26/02/19 por Clínica DiálogoCiência e Pesquisa

Sobre a crueldade institucionalizada e a incoerência entre uma sociedade saudável e práticas desumanas

No dia 4 de fevereiro de 2019, o Ministério da Saúde lançou a Nota Técnica nº 11/2019, que altera a Política Nacional de Saúde Mental. Mesmo que ainda não tenha entrado em vigor, tal proposta é um ataque à Lei 10216/2001 que trata da reforma psiquiátrica e é importantíssima na luta antimanicomial. A recente nota técnica se configura um ataque real considerando as recentes medidas adotadas pelo atual governo na violação de liberdades políticas, de expressão, de educação, entre outras.

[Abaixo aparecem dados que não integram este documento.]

PR #3673, opened 2021-03-12
Changed the gating to use the default method of the time series.

MarlinSchaefer:
Added a new option --autogating-method to choose between different
available methods to apply the gates.


ahnitz:
@MarlinSchaefer I think our code is failing at your name having an umlaut. We should probably fix that. See the error here 

```
  File "setup.py", line 206, in <module>
    VERSION = get_version_info()
  File "setup.py", line 146, in get_version_info
    f.write('git_author = \'%s\'\n' % vinfo.author)
UnicodeEncodeError: 'ascii' codec can't encode character u'\xe4' in position 24: ordinal not in range(128)
```

This is occuring in python2.7. Can you make a 27 env so you can reproduce? Presumably we can fix with an appropriate use of encode on the string.

ahnitz:
@MarlinSchaefer Can you also verify that the code produces the same gates when you set the option corresponding to the older method? Perhaps use pycbc_condition_strain on a known time that should be gated and compare the time series produced?

titodalcanton:
Would this option affect just the auto-gates, or all gates? In the latter case, it should probably be called `--gating-method`. Also, you may want to use the `choices` kwarg.

ahnitz:
@MarlinSchaefer @titodalcanton This probably should be for all gates. @MarlinSchaefer That means this spot here also needs to use the method. https://github.com/gwastro/pycbc/blob/c153ecdb6655dfc26cf9e3cf45056b943190a745/pycbc/strain/strain.py#L326

titodalcanton:
Probably easier to modify the function `gate_data()` to make it take the method argument, in that case?

MarlinSchaefer:
@ahnitz I get the same error (UnicodeEncodeError) when calling `get_version_info` in a local Python 2.7 environment. Slapping an `.encode('utf-8')` behind many of the `vinfo.something` removes the error. However, I have no idea about encodings, so I'm not really sure what I'm doing there.

ahnitz:
@MarlinSchaefer Let's see what you've had to change. Can you post the changes?

MarlinSchaefer:
Changes are at `git_author`, `git_commiter`, `git_builder` and `git_verbose_msg`.
```python
def get_version_info():
    """Get VCS info and write version info to version.py
    """
    from pycbc import _version_helper

    class vdummy(object):
        def __getattr__(self, attr):
            return ''

    # If this is a pycbc git repo always populate version information using GIT
    try:
        vinfo = _version_helper.generate_git_version_info()
    except:
        vinfo = vdummy()
        vinfo.version = '1.18.dev1'
        vinfo.release = 'False'

    with open('pycbc/version.py', 'w') as f:
        f.write("# coding: utf-8\n")
        f.write("# Generated by setup.py for PyCBC on %s.\n\n"
                % vinfo.build_date)

        # print general info
        f.write('version = \'%s\'\n' % vinfo.version)
        f.write('date = \'%s\'\n' % vinfo.date)
        f.write('release = %s\n' % vinfo.release)
        f.write('last_release = \'%s\'\n' % vinfo.last_release)

        # print git info
        f.write('\ngit_hash = \'%s\'\n' % vinfo.hash)
        f.write('git_branch = \'%s\'\n' % vinfo.branch)
        f.write('git_tag = \'%s\'\n' % vinfo.tag)
        f.write('git_author = \'%s\'\n' % vinfo.author.encode('utf-8'))
        f.write('git_committer = \'%s\'\n' % vinfo.committer.encode('utf-8'))
        f.write('git_status = \'%s\'\n' % vinfo.status)
        f.write('git_builder = \'%s\'\n' % vinfo.builder.encode('utf-8'))
        f.write('git_build_date = \'%s\'\n' % vinfo.build_date)
        f.write('git_verbose_msg = """Version: %s\n'
                'Branch: %s\n'
                'Tag: %s\n'
                'Id: %s\n'
                'Builder: %s\n'
                'Build date: %s\n'
                'Repository status is %s"""\n' %(
                                               vinfo.version.encode('utf-8'),
                                               vinfo.branch.encode('utf-8'),
                                               vinfo.tag,
                                               vinfo.hash.encode('utf-8'),
                                               vinfo.builder.encode('utf-8'),
                                               vinfo.build_date.encode('utf-8'),
                                               vinfo.status.encode('utf-8')))
        f.write('from pycbc._version import *\n')
        version = vinfo.version

    from pycbc import version
    version = version.version
    return version
```

ahnitz:
@MarlinSchaefer Can you commit this and see if it fixes the unittests? Also I suspect you don't need the encoding everywhere, just  where a name would show up.

MarlinSchaefer:
@ahnitz Sure, I'll commit it in a second. The encodings are required though everywhere, where I put them. I tried to remove any of them and the code crashed. The reason there is no encoding on `vinfo.tag` is because the tag is `None` and has no encoding method.

MarlinSchaefer:
Okay, it's now those encodings that get me.

ahnitz:
@spxiwh You are bit more experienced with this encoding stuff. What's the python2/3 compatible solution here?

spxiwh:
Yeah, don't encode this. This is *not* a binary file, so you can't write `bytes` into it. python2 might let you get away with that, but it's not a good idea.

What is the original error. If I try to reproduce this with a minimal example on python2 I see:
```In [1]: fp = open ('test.DELETE','w')

In [2]: fp.write('üasd')

```
and it's fine.

spxiwh:
Screen Shot 2021-03-12 at 17 31 08
I did manage to reproduce this (though I'm still not sure why my example above actually works). Here's what you need

titodalcanton:
If you look at https://github.com/gwastro/pycbc/blob/master/pycbc/_version_helper.py#L67, there the output of the `git log` command (which is bytes, I think) is assumed to be UTF-8 and is decoded into a regular string. So I think what you want to do here is *reencode* it back to bytes (which you did) and then write the `version.py` file in `'wb'` mode, rather than `'w'`.

MarlinSchaefer:
@ahnitz  I've now checked the conditioned strain on some time interval that contains a gated section. Comparing the two methods visually produces no difference, the condition `old == new`, however, evaluates to `False`. The difference `abs(new - old)` on the other hand has a maximum of `1e-32`. The data is of the scale `1e-20`. So there is a difference of 12 orders of magnitude and most of that is in the parts of the data that are not altered by the gating method. Is that difference small enough or should I go looking for reasons?

ahnitz:
@MarlinSchaefer Thanks, that's within the expected floating point uncertainty we should expect.

ahnitz (approved):

PR #3675, opened 2021-03-15
add option to not save state with dynesty

ahnitz:


sum33it:
@ahnitz it looks fine to me. Do you think that we should also have a warning message about using this option? Like when one use this option then one can not make debugging plots for dynesty. As it will make workflows to be failed when both options are selected. @cdcapano any thoughts on this?

ahnitz:
@sum33it I'm not sure we can guess every possible combination of incompatible options. It's not the default, so  user has to copy this option to their config file.

sum33it (approved):

PR #3676, opened 2021-03-16
Fix definition of inclination and add thetajn to parameter names

cdcapano:


ahnitz (approved):

ahnitz:
@cdcapano Job failured looked like an issue on the github side. It might just be transient (or temporary at least)

PR #3680, opened 2021-03-17
Fix bug requiring inclination always

JulianWesterweck:
Inclination is always required to be set.
This prevents _not_ using spherical harmonics.
Now, spherical harmonics will be ignored if inclination is not given for the ...fromFreqTau approximants, as intended.


micamu:
Thanks for fixing this. Just being extra picky here, could we call this "inc" parameter "inclination" or "iota" to make it clear what it is? Thanks!

micamu:
@JulianWesterweck is this PR now obsolete, given the changes in PR #3713?

JulianWesterweck:
@ahnitz Yes, this is not needed anymore, thanks for the reminder. Closed.

PR #3685, opened 2021-04-01
pycbc_create_injections: Updating description from 'distribution' to 'prior'

ArthurTolley:
The current description of pycbc_create_injections references using a 'distribution' section for each variable parameter. 
This should be a 'prior' section for each parameters, this PR reflects this change.

The description still refers to a 'distributions' module which I believe is what it is still called so no changes there.


cdcapano (approved):
This looks good, thank you for fixing this @ArthurTolley

PR #3686, opened 2021-04-02
test pol marg models in unittest

ahnitz:
Add test to compare some of the polarization marginalized models. This looks at the single template and the brute force + marginalized_pol models (in combination, not individually).


cdcapano (approved):

ahnitz:
@cdcapano There is a bug here, but it is only on macosx and python 3.8. Can you reproduce on a mac system?

ahnitz:
Depends on #3692

Issue #3687, opened 2021-04-03
PyCBC currently broken with decorator >= 5.0


ahnitz:
With the last release of decorator, the behavior was changed so that default keywords are no longer being passed in the same way. 

See discussion here https://github.com/micheles/decorator/issues/104

This affects a lot of methods in our type classes which have default arguments.

ahnitz:
This looks like a mess to fix, so my suggestion atm is to hard require decorator < 5 until either we can sort out all the places that might need to be addressed (and how to do so) or there is a fix upstream.

ahnitz:
Example error on our side. 
```.tox/py-unittest/lib/python3.8/site-packages/pycbc/waveform/waveform.py:527: in get_td_waveform
    return wav_gen(**input_params)
.tox/py-unittest/lib/python3.8/site-packages/pycbc/waveform/waveform.py:703: in get_td_waveform_from_fd
    hp = wfutils.fd_to_td(hp, left_window=(nparams['f_lower'],
.tox/py-unittest/lib/python3.8/site-packages/pycbc/waveform/utils.py:531: in fd_to_td
    return htilde.to_timeseries(delta_t=delta_t)
_ _ _ _ _ _ _ _ _ _ _ _ _ _ _ _ _ _ _ _ _ _ _ _ _ _ _ _ _ _ _ _ _ _ _ _ _ _ _ _ 

args = (<pycbc.types.frequencyseries.FrequencySeries object at 0x7f2ef38835e0>,)
kw = {'delta_t': None}

    def fun(*args, **kw):
>       return caller(func, *(extras + args), **kw)
E       TypeError: _noreal() got an unexpected keyword argument 'delta_t'

.tox/py-unittest/lib/python3.8/site-packages/decorator.py:214: TypeError
```

PR #3688, opened 2021-04-03
pin upper bound on decorator

ahnitz:
See #3687 which is caused by the most recent decorator release. My hope is that the behavior of decorator will revert back to what it did before so that we can unpin this requirement at some point. See discussion in https://github.com/micheles/decorator/issues/104.


ahnitz:
@spxiwh Depending on the resolution, we may need to add unpinning this to the list of things to do only after we fully drop 2.7 support. Otherwise, there may not be a dual python way (that is not hacky) to address this.

ahnitz:
I think this has been addressed upstream. Closing

PR #3689, opened 2021-04-06
avoid astropy issues in last point release

ahnitz:


requirements.txt
```diff
@@ -1,6 +1,6 @@
 # requirements for most basic library use
 astropy>=2.0.3,<3.0.0; python_version <= '2.7'
-astropy>=2.0.3; python_version >= '3.0'
+astropy>=2.0.3!=4.2.1,!=4.0.5; python_version >= '3.0'
```
titodalcanton, line 3: Is a comma needed between `2.0.3` and `!=`?

ahnitz: Yes, see updated commit.

titodalcanton (approved):
Just for reference, this is a workaround for [this error](https://git.ligo.org/lscsoft/ligo.skymap/-/issues/26).

ahnitz:
Here is the corresponding astropy report as well https://github.com/astropy/astropy/issues/11486

titodalcanton:
@ahnitz the latest release of ligo.skymap includes a workaround for astropy 4.2.1. How do you feel about reverting this pin?

ahnitz:
@titodalcanton It's not pinned, it just excludes the buggy astropy version. Newer version of astropy should be fine as they've fixed it on their end. Is there a reason we need to run 4.2.1?

lpsinger:
What are the issues with astropy 4.2.1?

ahnitz:
@lpsinger See the connected astropy issue. It has already been fixed upstream in astropy.

lpsinger:
Well, as @titodalcanton said, there is also a workaround in ligo.skymap. So if you update to the latest version of ligo.skymap, then you can remove that astropy pin.

ahnitz:
@lpsinger Is ligo.skymap pinned to 4.2.1? If so, then yep, go ahead and remove the exclusion to allow the latest ligo.skymap to be run for testing. I'm not sure when the next astropy release (with their fix) would be.

titodalcanton:
I was asking because the latest version of ligo.skymap requires astropy 4.2.1 (in order to fix other bugs) and there has not been an astropy 4.2.2 in a while.

ahnitz:
@titodalcanton Ok, I hadn't realized ligo.skymap was so restrictive. In which case, yeah, go ahead ,we weren't excluding 4.2.1 for any other reason I believe.

lpsinger:
> @lpsinger Is ligo.skymap pinned to 4.2.1? If so, then yep, go ahead and remove the exclusion to allow the latest ligo.skymap to be run for testing. I'm not sure when the next astropy release (with their fix) would be.

https://git.ligo.org/lscsoft/ligo.skymap/-/blob/v0.5.3/setup.cfg#L42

Avanços na atenção à saúde mental estão em perigo diante das propostas do Ministério de incluir os hospitais psiquiátricos na Rede de Atenção Psicossocial, aumentar o número de leitos nesses hospitais e financiar a compra de aparelhos de eletroconvulsoterapia. Exatamente o que a reforma psiquiátrica levou décadas para afastar das práticas “terapêuticas”. Pois é inconcebível que o eletrochoque seja um método de tratamento eficaz, e mais importante ainda: humano. Apoiar o eletrochoque como parte do “melhor aparato terapêutico para a população” é uma evidência de falta de conhecimento teórico-técnico e um recado do quanto o Ministério não se preocupa com a saúde.

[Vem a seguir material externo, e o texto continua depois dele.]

PR #3690, opened 2021-04-09
Adding helper message for 'psd-abort-distance' used by PyCBC Live.

rmacas:
Improving PyCBC Live arg `max/min-psd-abort-distance` helper message as per @titodalcanton request.

Added explanation for `max/min-psd-abort-distance` as follows:

> Safety BNS horizon distance (in Mpc) above/below which a detector's data is discarded.

### DIFF
--- a/bin/pycbc_live
+++ b/bin/pycbc_live
@@ -576,7 +576,7 @@ parser.add_argument('--max-batch-size', type=int, default=2**27)
 parser.add_argument('--store-loudest-index', type=int, default=0)
 parser.add_argument('--max-psd-abort-distance', type=float, default=numpy.inf,
                     help="Safety BNS horizon distance (in Mpc) above which a "
-                    "detector's data is discarded.".)
+                    "detector's data is discarded.")
 parser.add_argument('--min-psd-abort-distance', type=float, default=-numpy.inf,
                     help="Safety BNS horizon distance (in Mpc) below which a "
                     "detector's data is discarded.")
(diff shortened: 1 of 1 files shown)


bin/pycbc_live
```diff
@@ -574,8 +574,12 @@ parser.add_argument('--output-background-n-loudest', type=int, default=10000,
 parser.add_argument('--newsnr-threshold', type=float, default=0)
 parser.add_argument('--max-batch-size', type=int, default=2**27)
 parser.add_argument('--store-loudest-index', type=int, default=0)
-parser.add_argument('--max-psd-abort-distance', type=float, default=numpy.inf)
-parser.add_argument('--min-psd-abort-distance', type=float, default=-numpy.inf)
+parser.add_argument('--max-psd-abort-distance', type=float, default=numpy.inf,
+                    help="Safety BNS horizon distance (in Mpc) above which a "
+                    "detector's data is discarded.".)
```
titodalcanton, line 579: Thanks for the contribution @rmacas! There is a typo here (extra period after the end of the string) which is making the tests fail.

titodalcanton (changes requested):

bin/pycbc_live
rmacas: Thanks @titodalcanton, well spotted. Fixed the typo, now the PR passes the checks.

titodalcanton (approved):
Here you go: :cake: ☕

Outro ponto da Nota que assusta pela desumanidade é o apoio à implementação de manicômios no Brasil. Mais um caso de falta de memória ou desconhecimento histórico, visto que o Hospital Colônia de Barbacena e as 60 mil mortes que ocorreram nesse hospício deveriam ser exemplo do fracasso, da violação de direitos e do extermínio que a institucionalização representa. O caráter de punição do hospício revela seu objetivo de controlar e subjugar os corpos, e não de cuidar das mentes.

Se poderia levantar a hipótese de que as mudanças na Política Nacional realmente estão voltadas para a saúde mental, mas essa possibilidade não se sustenta, não se engane. Primeiro porque há tempos o asilamento deixou de ser tratamento de saúde. E segundo porque a postura repressiva do atual governo não deixa dúvidas de que os hospitais psiquiátricos poderão ser usados de forma punitiva para exercer controle social.

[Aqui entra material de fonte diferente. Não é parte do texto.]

PR #3691, opened 2021-04-12
Improve of area calculation on mchirp_area.py

veronica-villa:
[`calc_areas`](https://github.com/gwastro/pycbc/blob/master/pycbc/mchirp_area.py#L90) function of `mchirp_area.py` presented some repetitive behaviour for each of the CBC categories. Since this repetition makes it quite a long function, we defined a new function to compute the area in the chirp mass contour inside a m1m2 region, common to all CBC cases (`get_area`).

A sanity check was performed applying both codes to the same set of events and configuration: [run_file](https://github.com/veronica-villa/source_probabilities_estimation_pycbclive/blob/master/sanity_check.py), [sanity_check_results](https://github.com/veronica-villa/source_probabilities_estimation_pycbclive/blob/master/mchirp_area_improved_sanity_check.txt).

### DIFF
--- a/pycbc/mchirp_area_improved.py
+++ b/pycbc/mchirp_area_improved.py
@@ -1,0 +1,204 @@
+# Module with utilities for estimating candidate events source probabilities
+# Initial code by A. Curiel Barroso, August 2019
+# Modified by V. Villa-Ortega, January 2020, March 2021
+
+"""Functions to compute the area corresponding to different CBC on the m1 & m2
+plane when given a central mchirp value and uncertainty.
+It also includes a function that calculates the source frame when given the
+detector frame mass and redshift.
+"""
+
+import math
+import numpy as np
+from pycbc.conversions import mass2_from_mchirp_mass1 as m2mcm1
+from scipy.integrate import quad
+from pycbc.cosmology import _redshift
+
+
+def insert_args(parser):
+    mchirp_group = parser.add_argument_group("Arguments for estimating the "
+                                             "source probabilities of a "
+                                             "candidate event using the snr, "
+                                             "mchirp, and effective distance.")
+    mchirp_group.add_argument('--src-class-mass-range', type=float, nargs=2,
+                              metavar=('MIN_M2', 'MAX_M1'),
+                              default=[1.0, 45.0],
+                              help="Minimum and maximum values for the mass "
+                                   "of the binary components, used as limits "
+                                   "of the mass plane when computing the area "
+                                   "corresponding to different CBC sources.")
+    mchirp_group.add_argument('--src-class-mass-gap', type=float, nargs=2,
+                              metavar=('MAX_NS', 'MIN_BH'), default=[3.0, 5.0],
+                              help="Limits of the mass gap, that correspond "
+                                   "to the maximum mass of a neutron star "
+                                   "and the minimum mass of a black hole. "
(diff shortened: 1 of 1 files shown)


pycbc/mchirp_area_improved.py
```diff
@@ -0,0 +1,204 @@
...
+    uncertainty and computes the source mass and its uncertainty.
+    """
+    msrc = mdet / (1. + z)
+    del_msrc = msrc * ((del_mdet / mdet) ** 2.
+                       + (del_z / (1. + z)) ** 2.) ** 0.5
+    return (msrc, del_msrc)
+
+
+def intmc(mc, x_min, x_max):
+    """Returns the integral of a component mass as a function of the mass of
```
tdent, line 84: maybe the help message could be improved - eg 'returns the integral of m2 over m1 between x_min and x_max, assuming that mchirp is fixed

Não se indignar com a defesa da volta da lógica manicomial é ser cúmplice dos crimes que a indústria da loucura comete. Sofrimento não é defeito no cérebro, transtorno mental não é sinônimo de periculosidade e ser diferente não é doença. Nós precisamos, podemos e devemos pensar em práticas de convivência mais saudáveis, em como estarmos juntos nos cuidando, olharmos para o outro com respeito. Oferecermos abraços ao invés de camisas de força.

 

Ana Paula Morais – Psicóloga – CRP: 01/17332.